The Finnish Government is preparing changes to legislation that would affect already completed share exchange arrangements. The aim is to prevent methods by which dividend taxes have been reduced through share exchanges. The changes would affect even thousands of entrepreneurs who have conducted a share exchange since the beginning of 2017.

Key changes:

1. Valuation principles: In share exchanges, the transferred shares would henceforth be valued at the original acquisition cost, not at fair value. This applies in situations where the parties are related. For example, a company created without capital would have a zero value, even though it may have accumulated assets. In this case, no dividend taxed as capital income could initially be distributed from the parent company, as the company's net assets would be zero after the share exchange. The changes would affect both the taxation of dividends and later capital gains taxation.

2. Maximum amount of cash consideration: The allowed amount of cash consideration used in share exchanges would increase from 10% to 50%, facilitating certain corporate arrangements.

3. Exchanges outside the EEA: Tax-neutral share exchanges would be possible under certain conditions also outside the EEA, such as to the United States or the United Kingdom.

Impacts:

The amount of dividends taxed as capital income that an entrepreneur who has carried out a share exchange after January 1, 2017, could withdraw would decrease significantly from the entry into force of the law. Changes in valuation principles would significantly weaken the use of share exchanges in corporate arrangements. Additionally, the change could violate the constitutionally protected principle of equality, as share exchanges made before 2017 would remain under the old rules. The values of accounting and taxation would differ from each other, which would cause additional administrative complexity. The impacts on, for example, the transfer tax and generational changes have not been sufficiently assessed.

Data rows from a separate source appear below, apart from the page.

PR #396, opened 2019-09-19
Problem: (CRO-443) ClientRPC and ClientCLI accept different chain ID format

calvinaco:
Solution: Standardize them to always provide Chain ID option


client-rpc/src/program.rs
```diff
@@ -93,18 +83,13 @@ pub fn find_string(args: &[String], target: &str) -> Option<usize> {
...
     env_logger::init();
-    // "~/Electron", ".", "--network-id", "ab", "--network-type", "test"]
+    // "~/Electron", ".", "--chain-id", "ab", "--network-type", "test"]
     let args: Vec<String> = env::args().collect();
     log::info!("args={:?}", args);
     let mut options = Options::from_iter(vec![""].iter());
-    if let Some(a) = find_string(&args, "--network-id") {
-        options.network_id = args[a + 1].clone()
+    if let Some(a) = find_string(&args, "--chain-id") {
+        options.chain_id = args[a + 1].clone()
```
calvinaco: @leejw51crypto I have changed this part which related to Electron, will it affect it?

leejw51crypto: chain_id = test...ab
network_id=  ab
network_type = test

leejw51crypto: so is  chain_id full id?,  or just changing name?

leejw51crypto: ok

calvinaco: chain_id is the full id, for reference

leejw51crypto: i'll modify electron as another pull request

leejw51crypto: yes

calvinaco:
> cargo fmt

- cargo fmt fixed
- I forgot to update the docker version of the integration tests, fix applied

calvinaco:
> `cargo fmt` + it seems the integration test fails: https://travis-ci.org/crypto-com/chain/jobs/586893015#L4780?

- cargo fmt fixed
- I forgot to update the docker version of the integration tests, fix applied

tomtau:
@calvinaco integration test still fails with `curl: (7) Failed to connect to 127.0.0.1 port 26659: Connection refused`

leejw51crypto:
also , remove --network-type

calvinaco:
> @calvinaco integration test still fails with `curl: (7) Failed to connect to 127.0.0.1 port 26659: Connection refused`

Another fix submitted, should be able to fix the test.

calvinaco:
> also , remove --network-type

Removed in `run_electron()`

tomtau:
@calvinaco `     Tendermint RPC error: account lookup failed: account not found
4818`

calvinaco:
> @calvinaco ` Tendermint RPC error: account lookup failed: account not found 4818`

Just saw it, it is weird because it does not happen when I run it locally yesterday. I am going to re-run the test locally.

Effective date: The proposal is open for public consultation until August 15, 2025, and it is intended to be processed in connection with the 2026 budget. The laws would come into effect as soon as possible. It is not yet certain whether the proposal will pass in its entirety as it stands. Due to the unanswered questions and potential constitutional challenges arising from the proposal, it is possible that there will be further changes to it.

Recommendation: Entrepreneurs who have conducted a share exchange after January 1, 2017, or are planning one, should closely monitor the situation and discuss potential implications with an expert.